* [The task]:
When you spot the word "direction" in a line of the data below, copy that line.

* [Data under study]:
PR #514, opened 2019-03-06
Feature/table

tinkertrain:
# New component `Table`

👇 

:white_check_mark: Includes 2 themes out of the box (for the 2 styles I saw in the updated doc, called them "default" and "alternative")
:white_check_mark: Custom themes
:white_check_mark: Custom cell content rendering
:white_check_mark: Custom header cell content rendering
:white_check_mark: Clickable rows
:white_check_mark: Handles long text in cells
:white_check_mark: Horizontally scrollable
:white_check_mark: Works with the Pagination component
:white_check_mark: "compound columns": the ability to render multiple data fields in one column
:white_check_mark: Sortable
:white_check_mark: Expandable
:white_check_mark: Lots of stories

The storybook includes a [fun playground](https://deploy-preview-514--hsds-react.netlify.com/?selectedKind=Table&selectedStory=default&full=0&addons=0&stories=0&panelRight=0&addonPanel=storybooks%2Fstorybook-addon-knobs) to play with the table options and styles, give it a go!


.gitignore
```diff
@@ -30,3 +30,4 @@ yarn-debug.log*
 yarn-error.log*
 
 storybook-static
+.vscode/settings.json
```
ItsJonQ: @tinkertrain Whoa! How come? This was intentional :D. We want shared project settings

.vscode/settings.json
```diff
@@ -24,6 +24,10 @@
     "statusBar.foreground": "#ffffff",
     "statusBar.background": "#3197D6",
     "statusBar.noFolderBackground": "#3197D6",
-    "statusBar.debuggingBackground": "#3197D6"
+    "statusBar.debuggingBackground": "#3197D6",
```
ItsJonQ: Not sure what happened here...

.prettierrc
```diff
@@ -0,0 +1,3 @@
+semi: false
```
ItsJonQ: We should already have this file. We have a `.prettierrc.yml`

ItsJonQ:
@tinkertrain This is really awesome !! Really liking the direction of this so far! 😍 

P.S. The draft PR feature is neat!

tinkertrain:
[Create Sortable Table component](https://trello.com/c/65KytPoe/36-create-sortable-table-component)

.vscode/settings.json
```diff
@@ -24,7 +24,11 @@
     "statusBar.foreground": "#ffffff",
     "statusBar.background": "#1292EE",
     "statusBar.noFolderBackground": "#1292EE",
-    "statusBar.debuggingBackground": "#1292EE"
+    "statusBar.debuggingBackground": "#1292EE",
+    "titleBar.activeBackground": "#00b3e6",
```
ItsJonQ: @tinkertrain  Hmm? Not sure where this is coming from 😅

Can we remove it? It looks a little disruptive for me

src/components/Table/HeaderCell.tsx
```diff
@@ -0,0 +1,74 @@
...
+        align={column.align}
+        cellWidth={column.width}
+        aria-sort={
+          sortedInfo &&
+          sortedInfo.columnKey === column.columnKey &&
+          sortedInfo.order
+            ? sortedInfo.order
+            : 'none'
+        }
+        onClick={() => {
```
ItsJonQ: @tinkertrain Can this be refactored to be a class method instead of an inline function? 😊

ItsJonQ:
@tinkertrain HaiiiiiiI!!! This looks **amazing** 😍 !

I know this is still a WIP, so I'm not sure how fine-grain you want the feedback to be 😊 .

Some feedback/ideas to float your way...

Customization/flexibility/composition looks good!

### onClick callback

What are your thoughts on providing the event as an argument? Maybe something like:

```
onClick: (event: Event, props: Row | Header | Cell) => void
```

That way, you can do `event.preventDefault` and things, if needed (and still have access to the data associated with the thing you clicked).

### Make sorting a little more magical

By that, I mean maybe make it so the consuming component doesn't have to take care of `isLoading`.

One (pretty good) way of doing this is for the table to manage it's own `isLoading` state, (which can be forcefully overridden via props, if desired)

When a sort event happens.. maybe the `onSort` prop is a Promise.
It can be sequenced like:

1. Click a header to sort
2. setState({ isLoading: true })
3. Call this.props.onSort()
4. this.props.onSort().then(() => this.setState({ isLoading: false })

☝️ something like that

Would love to 🍐 on this of course!

Hope this helps 💃

.vscode/settings.json
plbabin: I wonder if we should just removed settings.json from git. There is local customizations that we might want to do (per developper) and it should not be on the repo. If there is a way to separate local vs repo settings that would be even better

src/components/Table/Cell.tsx
```diff
@@ -0,0 +1,38 @@
...
+import { CellUI } from './styles/Table.css'
+import { TABLE_CLASSNAME } from './Table'
+
+import { CellProps } from './types'
+
+export default class Cell extends React.PureComponent<CellProps> {
+  render() {
+    const { column, row } = this.props
+
+    if (Array.isArray(column.columnKey)) {
```
plbabin: I would split this render function.

if (Array.isArray(column.columnKey)) {
    this.renderListOfCells()
}else{
   this.renderSingleCell()
}

src/components/Table/__tests__/utils.js
```diff
@@ -0,0 +1,235 @@
...
+    jobTitle: faker.name.jobTitle(),
+    companyName: faker.company.companyName(),
+    days: faker.random.number(100),
+    lastSeen: derived(props => {
+      const { days } = props
+      return `${days} days ago`
+    }),
+    emails: emails.length === 1 ? emails[0] : emails,
+  }).generate(amount)
+}
```
plbabin: love the spec here, well done!

stories/Table/Table.stories.js
```diff
@@ -0,0 +1,164 @@
...
+import {
+  defaultTheme,
+  alternativeTheme,
+} from '../../src/components/Table/styles/themes'
+
+const stories = storiesOf('Table', module)
+
+stories.add('default', () => (
+  <div>
+    <PreviewCard style={{ marginBottom: '20px' }}>
```
plbabin: good idea to preview some code! 👍🏻

plbabin:
overall, amazing job 😍

something I noticed while testing in storybook: should we find a way to not overlap content on smaller screen: http://c.hlp.sc/5b2cc5813dd3 ?

One other small thing, maybe when changing the sort we could display the new sort direction right away instead of waiting for the result to come back...thoughts?

src/components/Table/HeaderCell.tsx
tinkertrain: It certainly can!

.vscode/settings.json
tinkertrain: I was about to make the same suggestion as @plbabin, I don't think editor settings should live in the repo, as they're or can be personal, people use different editors anyway. I didn't really intended to commit this change, I'm using this vscode extension that made the change https://marketplace.visualstudio.com/items?itemName=johnpapa.vscode-peacock

tinkertrain:
@ItsJonQ Thanks for looking at it and the suggestions! We of course can/should 🍐 , in the meantime let me respond:

> ### onClick callback
> 
> What are your thoughts on providing the event as an argument? Maybe something like:
> 
> ```
> onClick: (event: Event, props: Row | Header | Cell) => void
> ```

Makes sense to me and it would make consistent with other components. Will add!

 
> ### Make sorting a little more magical
> 
> By that, I mean maybe make it so the consuming component doesn't have to take care of `isLoading`.
> 
> One (pretty good) way of doing this is for the table to manage it's own `isLoading` state, (which can be forcefully overridden via props, if desired)
> 
> When a sort event happens.. maybe the `onSort` prop is a Promise.
> It can be sequenced like:
> 
>     1. Click a header to sort
> 
>     2. setState({ isLoading: true })
> 
>     3. Call this.props.onSort()
> 
>     4. this.props.onSort().then(() => this.setState({ isLoading: false })
> 
> 
> ☝️ something like that

I thought about adding that, here's my reasoning for getting this state out of the component itself.

As I started on the sorting feature I went with the intention of doing something similar to what you're suggesting, not exactly the same, but the gist of it: let the component handle it's own loading state.

As I was doing this, I thought, mmmm maybe the table should also get in the loading state when changing pages (using the `Pagination` component) and this is an interesting case, because neither component is aware of each other. `Table` doesn't have any prop related to pagination at all. So how can she (I've decided Table is a she) update itself in this case? And if you think about it, there might be lots of other cases where someone else performs an action that updates her contents without she necessarily knowing about it.

Sorting _could_ be treated as a special case, but I think I prefer to be consistent.

Let me know what you think! You might have a different way to solve/think about this.

cc @plbabin @knicklabs Would love to hear your input on this too

tinkertrain:
Thanks for looking at it @plbabin !

> overall, amazing job 😍
> 
> something I noticed while testing in storybook: should we find a way to not overlap content on smaller screen: http://c.hlp.sc/5b2cc5813dd3 ?

Ah yes, I thought to leave the handling of this to the user of the component by using `renderCell`, we have a `<Truncate>` component that I could have incorporated in the default rendering of the cell contents, but since a column can have any content, I thought you might have some unexpected rendering going on.

Although thinking more about it, the default will always be text, if we want to render an image we need to pass some html... so maybe I can just add it, if the user wants to handle the content in a different way, they can use `renderCell`.

> One other small thing, maybe when changing the sort we could display the new sort direction right away instead of waiting for the result to come back...thoughts?

Not sure about this... let me experiment a bit.

.vscode/settings.json
ItsJonQ: @tinkertrain + @plbabin Sure :) We can remove it. Especially if folks are experience some pain with it.

I'll create a PR for that right now.

ItsJonQ: https://github.com/helpscout/hsds-react/pull/565

ItsJonQ:
> (I've decided Table is a she)
😍 

I think can have the best of both worlds by making `isLoading` a controlled prop.

```
class Table extends React.PureComponent {
  state = {
    isLoading: this.props.isLoading
  }

  ...

  componentWillReceiveProps(nextProps) {
    if (nextProps.isLoading !== this.props.isLoading) {
      this.setState({
        isLoading: nextProps.isLoading
      })
    }
  }

  ...
}
```

So you can have automagic isLoading handling... but CAN override it when needed for reasons.

.vscode/settings.json
tinkertrain: 👏 Thanks!

src/components/Table/Cell.tsx
tinkertrain: Changed!

src/components/Table/HeaderCell.tsx
tinkertrain: Changed!

tinkertrain:
> > (I've decided Table is a she)
> > 😍
> 
> I think can have the best of both worlds by making `isLoading` a controlled prop.
> 
> ```
> class Table extends React.PureComponent {
>   state = {
>     isLoading: this.props.isLoading
>   }
> 
>   ...
> 
>   componentWillReceiveProps(nextProps) {
>     if (nextProps.isLoading !== this.props.isLoading) {
>       this.setState({
>         isLoading: nextProps.isLoading
>       })
>     }
>   }
> 
>   ...
> }
> ```
> 
> So you can have automagic isLoading handling... but CAN override it when needed for reasons.

Hi Q! I totally see what you are saying, I started to see how I would go about it but it just doesn't feel right to me.

If I look at the pagination with sorting story, this the sorter function:

```jsx
//...
const column = [{
          title: 'Customer (sorts by company)',
          columnKey: ['name', 'companyName'],
          sortKey: 'companyName',
          sorter: this.sortAlphabetically
}]

//...

sortAlphabetically = columnKey => {
    const { data, sortedInfo } = this.state

    this.setState({
      isLoading: true,
    })

    // simulate sortData as an API call
    sortData(data, columnKey, sortedInfo.order).then(sortedData => {
      this.setState({
        data: sortedData,
        sortedInfo: {
          columnKey,
          order: sortedInfo.order === 'descending' ? 'ascending' : 'descending',
        },
        isLoading: false,
      })
    })
  }
```

I like how this is super easy to see what is going on, if I extract the `isLoading` state, I don't see why the `data` and the `sortedInfo` should not receive the same treatment. But then the Table would have to also keep track of those internally via state.

The way sorting is implemented, you'll notice there really is no difference conceptually between it and pagination. Both actions are taken and Table doesn't know about them, Table does not paginate, and Table does not sort. She's kind of lazy. The only difference between sorting, paginating or some other action is that  the sorting action by default is fired by clicking an element inside the Table. I added this default to have styles ready, but this can be overridden if you use `renderHeaderCell` and in that case you can provide your own click target, like:

```jsx
renderHeaderCell: (column, { columnKey, order }) {
  	return (
		<div>
			<span>{column.title}</span>
			<button onclick={pleaseSortThisColumn}>
				{order === 'descending' ? '👆'  :'👇'}
			</button>
		</div>
	)
}

//...

function pleaseSortThisColumn() {}


```

Note: I added an example on the sorting story where the 3rd column has a custom render header.

I like how, for example, with the changes @plbabin made to Pagination, we can pass the same `isLoading` value to the Table and the Pagination, to have the same behaviour at the same time in both components without having to worry about it, in my mind sorting is no different.

I guess the biggest difference with this component and table components from other libraries is that all actions pertinent to the table data are external, because they are performed by the API and no the table itself.

BUT, you might disagree with me 😄 

What does @plbabin and @knicklabs think?

Thanks!

ItsJonQ:
@tinkertrain 

> She's kind of lazy

😂 ! Gotcha! That sort alphabetically example is a good point! Point taken :).

For the consuming application, they can create custom tables, using the HSDS: React Table as a base. And in that custom table, they can handle the implementation detail of `isLoading`.

Hopefully I got that right~!

ItsJonQ:
@tinkertrain I re-reviewed the code. Again, absolutely amazing work here. The only feedback I have involve tidying up stuff. Mostly:

* moving the `render() {}` method to the end. That's the convention we have in HSDS: React, so it was slightly jarring seeing it at the top 😅 
* refactoring longer bits of code/logic within inline props/render, like:

```
        {column.renderCell
          ? column.renderCell(cellData)
          : (Object as any)
              .values(cellData)
              .map(d => <div key={d.slice(4)}>{d}</div>)}
```

That's about it! I'm down to 🍐 if needed!

ItsJonQ:
@tinkertrain Also! If you could resolve the `.vscode/settings.json` merge issue, that would be awesome :). I merged in the PR that removes it from the project

src/components/Table/HeaderCell.tsx
```diff
@@ -0,0 +1,77 @@
...
+
+    return (
+      <HeaderCellUI
+        className={`${TABLE_CLASSNAME}__HeaderCell`}
+        align={column.align}
+        cellWidth={column.width}
+        aria-sort={
+          sortedInfo &&
+          sortedInfo.columnKey === column.columnKey &&
+          sortedInfo.order
```
knicklabs: For long and/or non-obvious conditions like this it would be great to break it out into a variable to help some reading the code so that they don't have to interpret it. I believe what's meant here could be expressed as:

```
const isSortedBy = sortedInfo && sortedInfo.columnKey === column.columnKey && sortedInfo.order
...
aria-sort={isSortedBy ? sortedInfo.order : 'none'}
```

Not a blocker though at all.

tinkertrain: Went ahead and refactored that bit, thanks for the suggestion!

tinkertrain:
> @tinkertrain Also! If you could resolve the `.vscode/settings.json` merge issue, that would be awesome :). I merged in the PR that removes it from the project

Done!

tinkertrain:
> @tinkertrain I re-reviewed the code. Again, absolutely amazing work here. The only feedback I have involve tidying up stuff. Mostly:
> 
>     * moving the `render() {}` method to the end. That's the convention we have in HSDS: React, so it was slightly jarring seeing it at the top 😅
> 
>     * refactoring longer bits of code/logic within inline props/render, like:
> 
> 
> ```
>         {column.renderCell
>           ? column.renderCell(cellData)
>           : (Object as any)
>               .values(cellData)
>               .map(d => <div key={d.slice(4)}>{d}</div>)}
> ```
> 
> That's about it! I'm down to 🍐 if needed!

I refactored some bits and moved `render` methods to the bottom of the class, as it is the convention :)

About that a little note:

I personally like `render` at the top, because it's the most important bit of a react component and when I open a file is normally the only thing I need to see. The rest is implementation detail.

You might be able to tell that I'm a big fan of hoisting in JavaScript (these are classes with methods so not hoisting, just the concept applies), not many people are though... also I'm lazy to scroll down haha

Thanks for the reviews and comments! 🤗

src/components/Table/HeaderCell.tsx
```diff
@@ -49,29 +47,32 @@ export default class HeaderCell extends React.PureComponent<HeaderCellProps> {
...
-          {sortedInfo &&
-            sortedInfo.columnKey === colKey &&
-            sortedInfo.order && (
-              <Icon
-                name={
-                  sortedInfo.order === 'descending' ? 'caret-down' : 'caret-up'
-                }
-              />
-            )}
+          {columnSortStatus !== 'none' && (
```
ItsJonQ: @tinkertrain Oo! Just a heads up, if you want to write this inline, I would evaluate it as a ternary, which returns `<Icon /> : null`

Reason! We've experienced weird issues in React where inline `&&` like this actually renders the string `false` in the UI. Wild. I have no idea. We experienced this in HS App.

Since then, I've been ensuring that the case doesn't happen, `null` is returned.
I remember KCD mentioning something about this as well in one of his many screencasts.

😅 

(This applies to all places this logic is used to render)

src/components/Table/Table.tsx
```diff
@@ -51,6 +51,47 @@ export class Table extends React.PureComponent<TableProps, TableState> {
...
+    const tableWrapperClassNames = classNames(
+      `${TABLE_CLASSNAME}__Wrapper`,
+      isLoading && 'is-loading',
+      isTableCollapsed && 'is-collapsed',
+      className
+    )
+    const tableClassNames = classNames(
+      TABLE_CLASSNAME,
+      isLoading && 'is-loading',
+      Boolean(onRowClick) && 'with-clickable-rows',
```
ItsJonQ: @tinkertrain What is this sorcery? I don't think I've ever seen `Boolean()` like that before, haha

src/components/Table/Row.tsx
```diff
@@ -7,6 +7,11 @@ import { generateCellKey } from './Table.utils'
 import { RowProps } from './types'
 
 export default class Row extends React.PureComponent<RowProps> {
+  handleRowClick = e => {
+    const { row, onRowClick } = this.props
+    onRowClick && onRowClick(row, e)
```
ItsJonQ: Refactor suggestion!

I would add a `defaultProp = { onRowClick: noop }` for this component. That way, `onRowClick` is always there :).

As a user, I also expected the argument order to be `onRowClick(event, row)`. I guess I'm just use to `event` being first? 

😊

src/components/Table/HeaderCell.tsx
tinkertrain: Ohh thanks for the heads up, I'll change it

src/components/Table/Table.tsx
ItsJonQ: Whoa! What on earth is `Number('101')`!!!!
Learning so many new things! Hahaha

tinkertrain: Sorry for assuming...! `Number` and `Boolean` are both constructors for primitives in JS (you also have `String` and maybe I'm forgetting more), so you can declare a number in any of these ways:

```
var a = new Number('123')
var b = Number('123')
var c = 123
```

It's not very common to use, except sometimes without new.

From MDN
> In a non-constructor context (i.e., without the new operator), Number can be used to perform a type conversion.

ItsJonQ:
@tinkertrain + @knicklabs + @jaredmcdaniel 

I believe @knicklabs needs this for his CustomerList prototype work. Since we've 👍 the code, would it be okay to merge/release it (minor). And do adjustments (if required) after the fact?

(cc'ing @jaredmcdaniel )

ItsJonQ:
🍐 with @jaredmcdaniel . Okay with merge. Will follow up to make it 1:1 with CustomerList when we can.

* [Reply]:
@tinkertrain This is really awesome !! Really liking the direction of this so far! 😍 
One other small thing, maybe when changing the sort we could display the new sort direction right away instead of waiting for the result to come back...thoughts?
> One other small thing, maybe when changing the sort we could display the new sort direction right away instead of waiting for the result to come back...thoughts?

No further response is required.